In this notebook, we will compare a linear model on both real and simulated linear data to a random forest regressor to see if our modelling approach was appropriate. 

Our best performing linear model based on cross-validation included all binary interaction terms and used lasso regression. (Note that technically including interaction terms makes it non-linear, so the terminology here is misleading. The main goal is to compare our best performing model to see if it is appropriate.) 

In [8]:
import pandas as pd

df = pd.read_csv('../data/new/no_early_dates_all_features_train.csv') #This is already the first 50% exploration side of the data. 

df_explore = df

In [10]:
import pandas as pd
import numpy as np

features = ["popular_brand", "has_any_affiliate", "product", "budget", "self_ref", "korean", "speed", "skills/teach", "comparing_products", "prime_hour", "hasAdinTitle", "hasAdinText",'hashtag_indicator']

#Create the target column $y$ here
df["y"] = (df["likes"] + df["commentsCount"])  / (df["viewCount"] + 1)

#get rid of noisy columns
df = df[ features + ["y"] ]

from sklearn.preprocessing import StandardScaler, PolynomialFeatures
from sklearn.pipeline import Pipeline
from sklearn.linear_model import LinearRegression, Lasso
from sklearn.ensemble import RandomForestRegressor
from sklearn.metrics import mean_squared_error

scaler = StandardScaler()
X_explore_scaled = scaler.fit_transform(df_explore[features])

pipe_linear = Pipeline([
    ("interaction_terms", PolynomialFeatures(degree=2, interaction_only=True, include_bias=False)),
    ("lasso", Lasso(alpha=0.0001, max_iter=10000))
])
pipe_linear.fit(X_explore_scaled, df_explore["y"])

linear_pred = pipe_linear.predict(X_explore_scaled)
linear_mse = mean_squared_error(df_explore["y"], linear_pred)


#RF
rf = RandomForestRegressor(n_estimators=100, random_state=42)
rf.fit(X_explore_scaled, df_explore["y"])
rf_pred = rf.predict(X_explore_scaled)
rf_mse = mean_squared_error(df_explore["y"], rf_pred)

# Calculate performance ratio on real data
real_ratio = linear_mse / rf_mse

print("Performance on real data:")
print(f"Linear model MSE: {linear_mse:.6f}")
print(f"Random Forest MSE: {rf_mse:.6f}")
print(f"Improvement ratio: {real_ratio:.2f}x (how much better RF is than linear)")
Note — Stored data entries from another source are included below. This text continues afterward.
PR #1832, opened 2021-06-22
fix: label grade units correctly

mdulat:
This fixes the issue where the units label of the grade becomes the grade type (i.e. "numeric" or "selectbox" instead of "points"). I'm sure there was a trello or defect logged somewhere but I could not locate it.

### DIFF
--- a/components/d2l-activity-editor/d2l-activity-score-editor.js
+++ b/components/d2l-activity-editor/d2l-activity-score-editor.js
@@ -183,15 +183,15 @@ class ActivityScoreEditor extends ActivityEditorMixin(SkeletonMixin(LocalizeActi
 	render() {
 		const activity = store.get(this.href);
 
-		let gradeType;
+		let gradeUnits;
 		let inGrades;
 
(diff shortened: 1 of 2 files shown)


components/d2l-activity-editor/d2l-activity-score-editor.js
```diff
@@ -183,15 +183,15 @@ class ActivityScoreEditor extends ActivityEditorMixin(SkeletonMixin(LocalizeActi
 	render() {
 		const activity = store.get(this.href);
 
-		let gradeType;
```
mdulat, line 186: It turns out this variable name was misleading, this was not supposed to represent the grade type, it was supposed to represent the units label. In the old score-out-of sub-entity the grade type options each had a "title" which was "points" for numeric types and "letter" for selectbox types. So in the old implementation (flag off) selectbox grades will still show "letter" here instead of "points" but I figured leave the old stuff for now and just make sure with flag on it shows "points" always instead of the gradeType.

wongvincent (approved):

# Generate simulated data under hyphothesis 0
residuals = df_explore["y"] - linear_pred
std_residuals = np.std(residuals)
np.random.seed(42)
y_simulated = linear_pred + np.random.normal(0, std_residuals, len(linear_pred))

pipe_linear_sim = Pipeline([
    ("interaction_terms", PolynomialFeatures(degree=2, interaction_only=True, include_bias=False)),
    ("lasso", Lasso(alpha=0.0001, max_iter=10000))
])
pipe_linear_sim.fit(X_explore_scaled, y_simulated)
linear_sim_pred = pipe_linear_sim.predict(X_explore_scaled)
linear_sim_mse = mean_squared_error(y_simulated, linear_sim_pred)

rf_sim = RandomForestRegressor(n_estimators=100, random_state=42)
rf_sim.fit(X_explore_scaled, y_simulated)
rf_sim_pred = rf_sim.predict(X_explore_scaled)
rf_sim_mse = mean_squared_error(y_simulated, rf_sim_pred)

sim_ratio = linear_sim_mse / rf_sim_mse

print("\nPerformance on simulated linear data:")
print(f"Linear model MSE: {linear_sim_mse:.6f}")
print(f"Random Forest MSE: {rf_sim_mse:.6f}")
print(f"Improvement ratio: {sim_ratio:.2f}x (how much better RF is than linear)")

Performance on real data:
Linear model MSE: 0.001018
Random Forest MSE: 0.000847
Improvement ratio: 1.20x (how much better RF is than linear)

Performance on simulated linear data:
Linear model MSE: 0.001019
Random Forest MSE: 0.000881
Improvement ratio: 1.16x (how much better RF is than linear)


As you can see, on our real data Random Forest has almost the same improvement over a linear model than what it does for simulated linear data.
Thus we conclude our real data being modelled with interaction terms and lasso regression was appropriate.